AbstractsEngineering

Wave energy holds great promise to be part of the alternative energy portfolio that will provide independence from fossil fuels. As wave energy converter (WEC) technologies mature, designing effective control strategies to extract maximum energy, extend device life, coordinate WEC operation within an array, or mitigate negative impacts of a WEC becomes an increasingly important area of research. However, developing tractable models for the real-time computation of WEC control signals is challenging. This thesis is concerned with developing a model reduction approach for control design that is suitable for application to high fidelity computational fluid-structure interaction.
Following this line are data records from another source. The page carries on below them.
PR #175, opened 2026-04-26
Raise on unknown manager in _package_commands

jhgaylor:
## Summary

- Stacked on top of #174 (which is stacked on #173).
- `_package_commands` previously fell through to `return []` when handed a manager outside the six branched on. Today that path is unreachable — `VALID_PACKAGE_MANAGERS` in `views/environments.py` rejects unknown managers at request time and `_build_provision_script` iterates `PACKAGE_MANAGER_ORDER`, which lists the same six. But the silent fallback is a footgun: a future agent that adds a manager to `PACKAGE_MANAGER_ORDER` (or to the API allowlist) without adding a builder branch here would silently drop the user's packages. The session would still come up "successfully" — just without the requested install.
- Replace with an explicit `raise ValueError(...)` so a drift between the lists fails loudly at provision time, before the session ever reaches the user.
- Adds a unit test pinning the raise.

## Why this is safe

No existing call path can hit the `return []`: API validation (request-schema-snapshotted) blocks unknown managers, and the loop iterates the canonical order list. The behavior change only surfaces if a future change desyncs the three places — exactly when we want the loud failure.

## Test plan

- [x] `make test` passes (552 passed, +1)
- [x] `make coverage` reports `provisioning.py` 96.84% (was 96.44%); total 97.89%
- [x] `make lint`, `make fmt-check`, `make typecheck`, `make check-schemas`, `validate_openapi` clean

### DIFF
--- a/src/agent_on_demand/session_service/provisioning.py
+++ b/src/agent_on_demand/session_service/provisioning.py
@@ -388,7 +388,15 @@ def _directories_for_post_script_writes(spec: SessionSpec) -> list[str]:
 def _package_commands(manager: str, pkgs: list[str]) -> list[str]:
     """Shell command strings for a single package manager, inlined into the
     provision script. They rely on login-shell PATH (script is invoked with
-    `bash -l`)."""
+    `bash -l`).
+
+    The API validator (`VALID_PACKAGE_MANAGERS` in `views/environments.py`)
+    blocks unknown managers at request time, and the caller iterates
+    `PACKAGE_MANAGER_ORDER`, so in practice this only sees the six managers
+    branched on below. Raising on a mismatch turns a future drift bug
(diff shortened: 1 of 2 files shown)


jhgaylor (commented):
The change is correct and the reasoning is sound. One minor nit:

**`tests/test_session_service.py`, `test_unknown_manager_raises`** — the import `from agent_on_demand.session_service.provisioning import _package_commands` is inside the test method rather than at module/class level. This is inconsistent with how the rest of the test file imports things and makes the test slightly harder to scan. Moving it to the top of the file (or at least to the class body) would be cleaner, but it's not a blocker.

Everything else looks good: the `ValueError` message format matches the `{manager!r}` substitution, the test match string accounts for the surrounding quotes, and the docstring accurately describes the invariant being enforced.

PR #176, opened 2026-04-26
Cover provision-setup stderr-tail capture in ProvisionError detail

jhgaylor:
## Summary

- Stacked on top of #175 (#175 → #174 → #173).
- When the provision script fails, `_run_provision_setup` decodes up to 2000 bytes of captured stderr and appends `stderr:\n<tail>` to the `ProvisionError` detail. Without that branch, operators see only the opaque `Provisioning script failed: <SpriteError msg>` — losing apt / git / setup-script errors that are critical to triage.
- Extends the recording sprite's `raise_on` to accept an optional `stderr` bytes payload that is written to whatever buffer the production code assigned to `cmd.stderr` just before the exception is raised — mirroring how the real Sprites SDK flushes captured stderr before surfacing SpriteError.
- Pins line 295. `provisioning.py` 96.84% → 97.23%; total 97.89% → 97.94%.

## Test plan

- [x] `make test` passes (553 passed, +1)
- [x] `make coverage` reports `provisioning.py` 97.23%
- [x] Existing fake-using tests still pass (no regression from the `raise_on` signature extension)

### DIFF
--- a/tests/fakes/sprite.py
+++ b/tests/fakes/sprite.py
@@ -66,11 +66,15 @@ class _CommandHandle:
     def __init__(self, recorder: "RecordingSprite", argv: tuple[str, ...]):
         self._recorder = recorder
         self._argv = argv
+        # Production callers may assign a writable bytes-like buffer to
+        # `cmd.stderr` to capture stderr from the run. _maybe_raise honors it
+        # when a predicate provides stderr_text.
+        self.stderr: Any = None
 
     def run(self) -> None:
         recorded = RecordedCommand(argv=self._argv, ran=True)
         self._recorder.commands.append(recorded)
-        self._recorder._maybe_raise(self._argv)
+        self._recorder._maybe_raise(self._argv, stderr_buf=self.stderr)
 
 
 class RecordingSprite:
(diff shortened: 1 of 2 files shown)


jhgaylor:
**`tests/test_session_service.py:301-302`** — The two assertions check `str(ei.value)` rather than `ei.value.detail`. This couples the test to `ProvisionError.__str__`'s representation: if that method ever stops including `detail` in its output, both assertions silently become vacuous (or break for the wrong reason). Since `ProvisionError` already exposes `.detail` as an attribute (asserted on in the sibling tests above), prefer:

```python
assert "Provisioning script failed: exit 1" in ei.value.detail
assert "stderr:\nE: Unable to locate package not-a-real-pkg" in ei.value.detail
```

**`tests/fakes/sprite.py:69`** — `self.stderr: Any = None` works, but `Optional[IO[bytes]]` (or `Optional[BytesIO]`) is more precise given the actual contract. Minor, but it makes the fake self-documenting without any runtime cost.

The `_maybe_raise` refactor (flattening the nested if/else into a single `matched` variable) is a clean improvement. The `raise_on` signature extension is backward-compatible. No other concerns.

PR #177, opened 2026-04-26
Remove dead `if script is None` branch in _run_provision_setup

jhgaylor:
## Summary

- Stacked on top of #176 (#176 → #175 → #174 → #173).
- `_build_provision_script` is typed `-> str` and unconditionally chmods `ENV_FILE_PATH`, so it cannot return `None`. The `if script is None: return` guard in `_run_provision_setup` was already documented as unreachable in a comment ("we shouldn't hit this") and never fired in coverage. Drop it — dead defensive code rots and confuses future readers.
- `provisioning.py` 97.23% → 97.61%; total 97.94% → 97.98%.

## Test plan

- [x] `make test` passes (553 passed, no change)
- [x] `make coverage` reports `provisioning.py` 97.61%

### DIFF
--- a/src/agent_on_demand/session_service/provisioning.py
+++ b/src/agent_on_demand/session_service/provisioning.py
@@ -267,12 +267,6 @@ def _run_provision_setup(sprite: Sprite, spec: SessionSpec, session_id: str | No
     is the single expensive round trip — everything shell-flavoured
     (chmod, package install, git clone, user setup) runs inside it."""
     script = _build_provision_script(spec)
-    if script is None:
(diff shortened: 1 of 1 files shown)


jhgaylor:
Verified against the post-merge file. `_build_provision_script` is typed `-> str`, has no early-return path, and unconditionally appends `chmod 600 {ENV_FILE_PATH}` before returning `"\n".join(lines)` — it cannot return `None`. The removed guard was genuinely unreachable. Clean removal, no issues.

PR #178, opened 2026-04-26
Cover unknown-stage SpriteError fallback in provision_session

jhgaylor:
## Summary

- Stacked on top of #177 (#177 → #176 → #175 → #174 → #173).
- Each per-stage helper wraps its own `SpriteError` as `ProvisionError(stage=...)`. If a future helper forgets that wrap and leaks `SpriteError`, the catch-all at the end of `provision_session` must (1) surface it as `ProvisionError(stage="unknown")` so failed-stage telemetry doesn't get attributed to an arbitrary prior stage, and (2) still call `best_effort_delete` — otherwise every unwrapped leak orphans a Sprite.
- Test reaches the branch by patching `_install_runtime` to raise `SpriteError` directly, bypassing its own wrapper.
- Pins lines 156-159. `provisioning.py` 97.61% → 99.20%; total 97.98% → 98.17%. Only the defensive `AttributeError` fallback for `cmd.stderr` (282-283) remains uncovered.

## Test plan

- [x] `make test` passes (554 passed, +1)
- [x] `make coverage` reports `provisioning.py` 99.20%
- [x] `make lint`, `make fmt-check`, `make typecheck` clean
- [x] CI: lint, typecheck, test, coverage, mutation-test, migration-lint, e2e-scoped

🤖 Generated with [Claude Code](https://claude.com/claude-code)

PR #179, opened 2026-04-26
Cover unknown-runtime branch in create_session

jhgaylor:
## Summary

- Stacked on top of #178 (#178 → #177 → #176 → #175 → #174 → #173).
- Agent rows persist forever; the runtime registry (`RUNTIMES`) can change between deploys. An agent created when runtime `"ghost"` was valid and still in the DB after `"ghost"` was removed must reject session creation with a 400 listing the current valid runtimes — not a 500 from a downstream `KeyError` on `RUNTIMES[runtime]` when the next line tries to look up `runtime_obj.providers`.
- The create-agent path also rejects unknown runtimes, so the only way into this branch is via DB rows that predate a registry edit. The new test simulates that by inserting an agent directly via the ORM.
- Pins line 195. `views/sessions.py` 96.36% → 96.73%; total 98.17% → 98.21%.

## Test plan

- [x] `make test` passes (555 passed, +1)
- [x] `make coverage` reports `views/sessions.py` 96.73%

### DIFF
--- a/tests/test_session_views.py
+++ b/tests/test_session_views.py
@@ -120,6 +120,39 @@ def test_create_session_with_runtime_provider_mismatch_returns_422(
 
 
 @pytest.mark.django_db
+def test_create_session_with_runtime_no_longer_in_registry_returns_400(
+    client, auth_headers, runtime_key, user
+):
+    """Agent rows persist forever; the runtime registry can change between
+    deploys. An agent created when runtime "ghost" was valid and persisted
+    in the DB after "ghost" was removed from RUNTIMES must reject session
+    creation with a 400 listing the current valid runtimes — not a 500
+    from a downstream KeyError on RUNTIMES[runtime].
+
+    Reaches the branch by inserting an agent directly via the ORM with a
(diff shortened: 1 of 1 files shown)


jhgaylor:
One minor nit: the `runtime_key` fixture (and its `sprites_key` transitive dependency) isn't needed here. The unknown-runtime check in `views/sessions.py` at the `if runtime not in RUNTIMES` branch returns before the credential check is ever reached — so neither the `UserCredential` row nor the `UserSpritesKey` row are exercised by this test. The other two similar tests (`test_create_session_with_unknown_model_returns_422`, `test_create_session_with_runtime_provider_mismatch_returns_422`) legitimately need `runtime_key` because their failure points are downstream of the credential gate; this one doesn't.

```python
# credentials not needed — runtime check fires before credential gate
def test_create_session_with_runtime_no_longer_in_registry_returns_400(
    client, auth_headers, user   # runtime_key removed
):
```

Not a correctness issue — the test passes and pins the right contract — just a clarity one. The superfluous fixture implies the credential path matters here when it doesn't.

There are many approaches to model reduction; in the last two decades, much attention has been focused on the proper orthogonal decomposition and other singular value decomposition (SVD) type methods. In the control literature, the balanced truncation is an established approach to model reduction. Balanced POD is a computational approach related to the proper orthogonal decomposition in order to compute balanced truncation of a control system. The work presented in this thesis is the investigation into the applicability of a recently developed model reduction technique, Balanced POD, applied to a WEC fluid-structure interaction problem. We first model a one-dimensional fluid-structure interaction model arising in WEC dynamics heuristically, then design two control strategies for the tracking control of the WEC. Finally, we address the problem of estimating the type of information that can be available to the WEC controller and developing estimates of wave heights and forces that are suitable for control design. The work presented here paves the way for further research regarding the suitability of model reduction techniques applied to WEC problem. The simulation results clearly demonstrate that the reduced order models can successfully capture the fundamental nature of WEC dynamics and can be readily used for control design.